• <1 minute

Clustered Columnstore Tables are the New Default in Azure SQL Data Warehouse

Clustered columnstore indexes are one of the most efficient ways you can store your data in Azure SQL Data Warehouse.

Clustered columnstore indexes are the most efficient way you can store your data in Azure SQL Data Warehouse. Storing your data in tables which have a clustered columnstore index are the fastest way to query your data and will give you the greatest data compression, lowering your storage cost. To ensure your data is using this latest technology, clustered columnstore index is now the new table default in Azure SQL Data Warehouse.

With this change comes some changes to CREATE TABLE and CREATE TABLE AS SELECT syntax. The below example will now create a clustered columnstore table.

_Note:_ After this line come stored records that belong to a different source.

PR #4702, opened 2016-05-20
Remove usage of `async void` in unit tests

rynowak:
Yes I know xUnit supports it, but it's non-standard and it shouldn't show
up anywhere in our codebase.


rynowak:
FYI only - will merge

pranavkm:
Actually xunit doesn't support it. It doesn't have any magic to wait for the Task to complete, so these could be failing in the background and we would have never known.

rynowak:
Oh, I thought that was what their custom sync context was for.

pranavkm:
Huh, maybe xunit 2.0 does. The 1.x runner did not.

Issue #4711, opened 2016-05-23
Update Json.NET


JamesNK:
https://www.nuget.org/packages/Newtonsoft.Json/8.0.4-beta1

Targets netstandard1.0 - no more imports!

henkmollema:
Is there a reason it's still a beta version?

PinpointTownes:
FYI, JSON.NET is also used by a few other ASP.NET Core/.NET Core projects (e.g the OAuth2/OIDC middleware or IdentityModel). That would be great to update it everywhere at the same time to avoid package resolution warnings during `dotnet restore` :smile:

Eilon:
Yes, we will update it across as much as possible.

See https://github.com/dotnet/cli/issues/3198 for some info regarding some issues we have to resolve.

javiercn:
Done. Here is the command I used to verify that we updated all our dependencies across repos. Clone universe, run build pull and then ```Get-ChildItem -Recurse project.json | select-string "Newtonsoft"```

dougbu:
@javiercn `build pull` doesn't pull a number of repos. One of them that _does_ use Json.NET is Coherence.

Suggest using `build pull-all` instead. Probably also need to double-check at least the Performance repo.

javiercn:
I didn't know about pull-all. At least everything we need to build the product is in pull. I'll try pull all later and update any missing dependency, thanks for the tip!

javiercn:
@dougbu Did a pull all, the only one not in 9.0.1 was Coherence\src\CoherenceBuild\project.json:7:    "Newtonsoft.Json": "8.0.3", so it's fine

dougbu:
@javiercn suggest a PR to make Coherence consistent. It's low-priority but we don't have a reason to stick w/ 8.0.3.

javiercn:
@dougbu it's already ipsa

PR #4712, opened 2016-05-23
Update Json.NET version

henkmollema:
Json.NET 8.0.4-beta1 targets .NETStandard 1.0, no more imports required.

#4711

### DIFF
--- a/src/Microsoft.AspNetCore.Mvc.ViewFeatures/project.json
+++ b/src/Microsoft.AspNetCore.Mvc.ViewFeatures/project.json
@@ -47,7 +47,7 @@
       "type": "build"
     },
     "Microsoft.Extensions.WebEncoders": "1.0.0-*",
-    "Newtonsoft.Json": "8.0.3",
+    "Newtonsoft.Json": "8.0.4-beta1",
     "System.Buffers": "4.0.0-*"
   },
   "frameworks": {
@@ -55,10 +55,7 @@
     "netstandard1.5": {
       "dependencies": {
         "System.Runtime.Serialization.Primitives": "4.1.1-*"
-      },
-      "imports": [
-        "portable-net451+win8"
-      ]
+      }
     }
   }
 }


src/Microsoft.AspNetCore.Mvc.ViewFeatures/project.json
```diff
@@ -47,18 +47,15 @@
       "type": "build"
     },
     "Microsoft.Extensions.WebEncoders": "1.0.0-*",
-    "Newtonsoft.Json": "8.0.3",
+    "Newtonsoft.Json": "8.0.4-beta1",
```
pranavkm: I think nuget usually doesn't allow a non-prerelease package to depend on a release version. Would this be problematic when Mvc RTMs? cc @emgarten

emgarten: @pranavkm correct, NuGet.exe will fail on this. dotnet pack allows this I believe, but that will soon be replaced by nuget.exe's pack. I suggest waiting for a stable version of newtonsoft.json before updating.

pranavkm: cc @JamesNK

JamesNK:
I'll release a stable version that supports netstandard when .NET Core is stable so you'll be waiting a while.

src/Microsoft.AspNetCore.Mvc.ViewFeatures/project.json
JamesNK: I'll release a stable version that supports netstandard when .NET Core is stable so you'll be waiting a while.

Eilon:
@henkmollema thanks for the PR. Unfortunately, updating to Json.NET is much more complex than this: we have to update dozens of repos, plus coordinate releases with @JamesNK .

henkmollema:
Yeah I understand. No worries :smile:

Eilon:
@henkmollema thanks 😄

PR #4720, opened 2016-05-23
Update the namespace for Razor generated code to AspNetCore

### LINKED ISSUE #4476: Update the namespace for Razor generated code to AspNetCore
Our generated Razor classes are in the `Asp` namespace. Should it be `AspNetCore`?

pranavkm:
Fixes #4476


pranavkm:
cc @rynowak

pranavkm:
cc @NTaylorMullen

NTaylorMullen:
:shipit:

Eilon:
Ok I'm late to the game here, but I'm not sure if this is a good change... What I'm wondering is if this name is likely to cause any conflicts with the `Microsoft.AspNetCore.*` namespaces in a user's CSHTML code or something. Is that likely to be a problem in any conceivable scenario? Or is this totally safe and won't conflict ever?

NTaylorMullen:
@Eilon They'd need to have some prettttty wonky class names to have conflicts. For example in [this](https://github.com/aspnet/Mvc/blob/69e029fc7903b011100279144507e5a05d7dd4d1/test/Microsoft.AspNetCore.Mvc.Razor.Host.Test/TestFiles/Output/Runtime/ModelExpressionTagHelper.cs#L12) output it generates the class name `TestFiles_Input_ModelExpressionTagHelper_cshtml`. Essentially the names correspond with the folder/filename of the view.

In the majority case users generated Razor class will end up looking something like `Views_XYZ_cshtml`

Eilon:
@NTaylorMullen sorry I wasn't very clear. I'm not concerned about the generated type names of the pages conflicting with anything. Rather, say within the page I have some code in `@{ ... }` or `@functions { ... }`, could code in there get some weird error/conflict if I was trying to reference something in a `Microsoft.AspNetCore` namespace? Or perhaps some code that I could write in there would easily cause a conflict elsewhere? Or is it all such that this could never conflict?

NTaylorMullen:
@Eilon Ah, I see. I can't envision that being a a problem since it's just `AspNetCore` and not `Microsoft.AspNetCore`. Could you give me a strawman you had in mind to make sure we be on the same page :smile: ?

Eilon:
I'm thinking of namespace resolution issues as mentioned here: http://stackoverflow.com/q/25061988/31668 (read the various answers)

Though, the more I think about it, I'm less sure that there's any chance for error. But I'd like a smart brain to evaluate my thoughts and let me know if I missed something 😄

NTaylorMullen:
Haha, fair enough. Ya I don't see any worrisome problems in transitioning to `AspNetCore` as far as type/namespace conflict goes. :+1:

Eilon:
Yeah basically *if* there was such a thing as partial namespace resolution in C# (which there *isn't*) then I think there would be an issue here. But there isn't. So there isn't. So good night 😄 (Or morning!)

pranavkm:
One possible scenario where this is broken is if you had a namespace in your app named `Microsoft` and were using it to reference types under the `AspNetCore` namespace e.g.
```
@using Microsoft
@inject AspNetCore.Mvc.Localization.IStringLocalizer<StringResources> Localizer
```

It's a bit far fetched though

Eilon:
@pranavkm how would that theoretically break?

pranavkm:
Nevermind. I was expecting it to partial namespace resolution which it doesn't.

Eilon:
Exactly 😄

PR #4721, opened 2016-05-23
Fix resource generation to work with dotnet test

pranavkm:


pranavkm:
cc @dougbu

test/Microsoft.AspNetCore.Mvc.TestCommon/ResourceFile.cs
```diff
@@ -190,10 +188,7 @@ public static void UpdateFile(Assembly assembly, string resourceName, string pre
 
             if (!string.Equals(normalizedPreviousContent, normalizedContent, StringComparison.Ordinal))
             {
-                // The DNX runtime compiles every file under the resources folder as a resource available at runtime
-                // with the same name as the file name. Need to update this file on disc.
```
dougbu: We still need _some_ comment explaining what's going on here.

dougbu:
:shipit:

test/Microsoft.AspNetCore.Mvc.TestCommon/ResourceFile.cs
pranavkm: > // The build system compiles every file under the resources folder as a resource available at runtime
> // with the same name as the file name. Need to update this file on disc.

Sound good?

CREATE TABLE myClusteredColumnstoreTable 
  (
    id int NOT NULL,
    lastName varchar(20),
    zipCode varchar(6)
  )
WITH
  ( 
    DISTRIBUTION = HASH (id)
  );

If you wish to create your table as the previous default, HEAP, you simply need to add this option to your WITH clause. For example, the below DDL will create a HEAP table.

CREATE TABLE myHeapTable 
  (
    id int NOT NULL,
    lastName varchar(20),
    zipCode varchar(6)
  )
WITH
  ( 
    DISTRIBUTION = HASH (id), 
    HEAP
  );

If you wish to see what types of tables you have in your database, you can run the following query

SELECT
    a.name as schema_name, 
    b.name as table_name,
    c.type_desc as table_type,
    c.name as index_name
FROM
    sys.schemas a
    INNER JOIN sys.tables b
        ON a.schema_id = b.schema_id
    INNER JOIN sys.indexes c
        ON b.object_id = c.object_id
ORDER BY
    1, 2;

To convert a table from heap to clustered columnstore, you can use CREATE CLUSTERED COLUMNSTORE INDEX.

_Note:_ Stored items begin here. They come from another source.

PR #4729, opened 2016-05-24
Fix broken query string binding test

rynowak:
This test was relying on the parsing behavior of QueryString, that it
would omit the key and value when the value is empty. The expectations
weren't consistent with other tests for 'empty' values.

### DIFF
--- a/test/Microsoft.AspNetCore.Mvc.IntegrationTests/MutableObjectModelBinderIntegrationTest.cs
+++ b/test/Microsoft.AspNetCore.Mvc.IntegrationTests/MutableObjectModelBinderIntegrationTest.cs
@@ -10,6 +10,7 @@ using Microsoft.AspNetCore.Http;
 using Microsoft.AspNetCore.Http.Internal;
 using Microsoft.AspNetCore.Mvc.Abstractions;
 using Microsoft.AspNetCore.Mvc.ModelBinding;
+using Microsoft.AspNetCore.Testing;
 using Microsoft.Extensions.Primitives;
 using Xunit;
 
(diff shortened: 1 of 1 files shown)


rynowak:
FYI only will merge to unblock CI

test/Microsoft.AspNetCore.Mvc.IntegrationTests/MutableObjectModelBinderIntegrationTest.cs
```diff
@@ -1887,10 +1888,11 @@ private class Order14
             Assert.Null(error.Exception);
         }
 
-        // This covers the case where a key is present, but has no value. The type converter
-        // will report an error.
+        // This covers the case where a key is present, but has no value. The model binder will
+        // report and error because it's a value type (non-nullable).
```
dougbu: "and" -> "an"

test/Microsoft.AspNetCore.Mvc.IntegrationTests/MutableObjectModelBinderIntegrationTest.cs
```diff
@@ -1887,10 +1888,11 @@ private class Order14
...
         [Fact]
-        public async Task MutableObjectModelBinder_BindsPOCO_TypeConvertedPropertyWithNoValue_NoError()
+        [ReplaceCulture]
+        public async Task MutableObjectModelBinder_BindsPOCO_TypeConvertedPropertyWithEmptyValue_Error()
```
dougbu: Why does this name still mention type conversion? Doesn't happen in this path through the `SimpleTypeModelBinder`.

dougbu:
:shipit: but added suggestions for a quick-n-dirty follow-up.

PR #4731, opened 2016-05-24
Inject the IRazorViewEngine directory instead of using GetRequiredService

pranavkm:


pranavkm:
cc @rynowak

src/Microsoft.AspNetCore.Mvc.Razor/Internal/MvcRazorMvcViewOptionsSetup.cs
```diff
@@ -15,32 +15,31 @@ public class MvcRazorMvcViewOptionsSetup : ConfigureOptions<MvcViewOptions>
         /// <summary>
         /// Initializes a new instance of <see cref="MvcRazorMvcViewOptionsSetup"/>.
         /// </summary>
-        /// <param name="serviceProvider">The application's <see cref="IServiceProvider"/>.</param>
-        public MvcRazorMvcViewOptionsSetup(IServiceProvider serviceProvider)
-            : base(options => ConfigureMvc(serviceProvider, options))
+        /// <param name="razorViewEngine">The <see cref="IRazorViewEngine"/>.</param>
+        public MvcRazorMvcViewOptionsSetup(IRazorViewEngine razorViewEngine)
```
pranavkm: There's two other places where we use `IServiceProvider`, but there's slightly more involved since they use `GetService` instead of `GetRequiredService` to get an optionally injected feature. We'd have to use constructor overloading to make those work correctly.

rynowak: Would our lives here be simpler if we got rid of the `ConfigureOptions` base class?

rynowak:
:shipit:

src/Microsoft.AspNetCore.Mvc.Razor/Internal/MvcRazorMvcViewOptionsSetup.cs
pranavkm: https://github.com/aspnet/Mvc/issues/4736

CREATE CLUSTERED COLUMNSTORE INDEX cciIndex ON myHeapTable;

To convert a table from clustered columnstore to heap, you can use DROP INDEX.

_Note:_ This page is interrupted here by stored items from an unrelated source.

PR #4732, opened 2016-05-24
[Perf] Avoid ViewBuffers for writing bound TagHelper attribute values.

mnltejaswini:
This PR has changes that enables fixing  https://github.com/aspnet/Razor/issues/717 in Razor. Currently, writing TagHelper attribute uses the same code as the TagHelper content writing. This uses StartTagHelperWritingScope and EndTagHelperWritingScope which is expensive for writing attributes as these methods uses ViewBuffer, ViewBufferTextWriter. We an use simple StringWriter for writing attributes. Also, as attribute writing is not nested, we can use a shared writer within the RazorPage. The RazorPage has two new methods special cased for writing TagHelper attributes using the shared StringWriter.

### DIFF
--- a/src/Microsoft.AspNetCore.Mvc.Razor/RazorPage.cs
+++ b/src/Microsoft.AspNetCore.Mvc.Razor/RazorPage.cs
@@ -40,6 +40,7 @@ namespace Microsoft.AspNetCore.Mvc.Razor
         private IViewBufferScope _bufferScope;
         private bool _ignoreBody;
         private HashSet<string> _ignoredSections;
+        private TextWriter _pageWriter;
 
         public RazorPage()
         {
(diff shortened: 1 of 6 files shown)


mnltejaswini:
@rynowak , @NTaylorMullen

src/Microsoft.AspNetCore.Mvc.Razor/RazorPage.cs
```diff
@@ -232,6 +233,55 @@ public TagHelperContent EndTagHelperWritingScope()
...
+        /// and <see cref="EndWriteTagHelperAttribute"/> method calls.
+        /// </remarks>
+        public string EndWriteTagHelperAttribute()
+        {
+            if (_pageWriter == null)
+            {
+                throw new InvalidOperationException(Resources.RazorPage_ThereIsNoActiveWritingScopeToEnd);
+            }
+
+            var content = _valueBuffer.ToString();
```
NTaylorMullen: Is `ToString`ing here effectively the same as calling `_valueBuffer.GetStringBuilder().ToString()`? Just ensuring this doesn't build up extra assets required to `ToString` the writer.

NTaylorMullen:
Looks good. Waiting on the Razor PR to sign off.

src/Microsoft.AspNetCore.Mvc.Razor/RazorPage.cs
mnltejaswini: Yes. StringWriter.ToString returns the underlying Stringbuilder.ToString()

src/Microsoft.AspNetCore.Mvc.Razor/RazorPage.cs
```diff
@@ -232,6 +233,55 @@ public TagHelperContent EndTagHelperWritingScope()
         }
 
         /// <summary>
+        /// Starts a new scope for writing <see cref="ITagHelper"/> attribute values.
+        /// </summary>
+        /// <remarks>
+        /// All writes to the <see cref="Output"/> or <see cref="ViewContext.Writer"/> after calling this method will
+        /// be buffered until <see cref="EndWriteTagHelperAttribute"/> is called.
+        /// The content will be buffered using a shared <see cref="StringWriter"/> within this <see cref="RazorPage"/> 
+        /// This method assumes that there will be no nesting of <see cref="BeginWriteTagHelperAttribute"/>
```
dougbu: Rather than assuming anything, suggest asserting that `_pageWriter == null` here and resetting `_pageWriter` in `EndWriteTagHelperAttribute()`.

test/Microsoft.AspNetCore.Mvc.Razor.Test/RazorPageTest.cs
```diff
@@ -225,6 +225,47 @@ public static TheoryData<HtmlEncoder> HtmlEncoderData
...
 
+        [Fact]
+        public async Task EndWriteTagHelperAttribute_RestoresPageWriter()
+        {
+            // Arrange
+            var page = CreatePage(v =>
+            {
+                v.BeginWriteTagHelperAttribute();
+                v.Write("Hello World!");
+                var returnValue = v.EndWriteTagHelperAttribute();
```
dougbu: Remove unused `returnValue`.

test/Microsoft.AspNetCore.Mvc.Razor.Test/RazorPageTest.cs
```diff
@@ -225,6 +225,47 @@ public static TheoryData<HtmlEncoder> HtmlEncoderData
...
+            var page = CreatePage(v =>
+            {
+                v.HtmlEncoder = new HtmlTestEncoder();
+                v.BeginWriteTagHelperAttribute();
+                v.Write("Hello World!");
+                var returnValue = v.EndWriteTagHelperAttribute();
+
+                // Assert
+                var content = Assert.IsType<string>(returnValue);
+                Assert.Equal("HtmlEncode[[Hello World!]]", content);
```
dougbu: Assertions in lambdas may lead to unintelligible test failures. Suggest checking quickly e.g. mess up the expected string, run test, and confirm the failure is useful.

rynowak: From what I've seen recently this isn't really the case. The test explorer will go right to the line.

NTaylorMullen:
Q: What's the perf results for this + the Razor change?

mnltejaswini:
Scenario: https://github.com/aspnet/Mvc/issues/4593 

Before Optimization
------------------------
image


After Optimization
----------------------
image


The total saving is 4.5% of total bytes allocated. 
It saves one allocation of ViewBuffer, ViewBufferTextWriter, List<ViewBufferPage> and underlying ViewBufferPage[] per attribute in a page to 0. Although it might increase char[] allocations because of StringBuilder  depending on the code content we add within the scope.

test/Microsoft.AspNetCore.Mvc.Razor.Test/RazorPageTest.cs
mnltejaswini: The failure is useful as pasted below

```
xUnit.net Runner (64-bit win10-x64)
  Discovering: Microsoft.AspNetCore.Mvc.Razor.Test
  Discovered:  Microsoft.AspNetCore.Mvc.Razor.Test
  Starting:    Microsoft.AspNetCore.Mvc.Razor.Test
    Microsoft.AspNetCore.Mvc.Razor.RazorPageTest.EndWriteTagHelperAttribute_ReturnsAppropriateContent [FAIL]
      Assert.Equal() Failure
                          ↓ (pos 10)
      Expected: HtmlEncode1[[Hello World!]]
      Actual:   HtmlEncode[[Hello World!]]
                          ↑ (pos 10)
```

NTaylorMullen:
:shipit:

test/Microsoft.AspNetCore.Mvc.Razor.Test/RazorPageTest.cs
dougbu: Excellent.

PR #4733, opened 2016-05-24
Remove IDisposable contract from IMvcRazorHost

### LINKED ISSUE #4709: Design problem: MvcRazorHost.Dispose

DROP INDEX cciIndex ON myHeapTable;

There are two subtle impacts of this change which may impact you.

  1. If you create staging tables for loads, where the main purpose is to load data into your database quickly and then move that data to a permanent table, you may find that heap tables perform better in that scenario.
  2. If you have automation which currently leverages a secondary index on a heap table, you will want to add the HEAP keyword to your DDL as secondary indexes are not yet supported on clustered columnstore tables.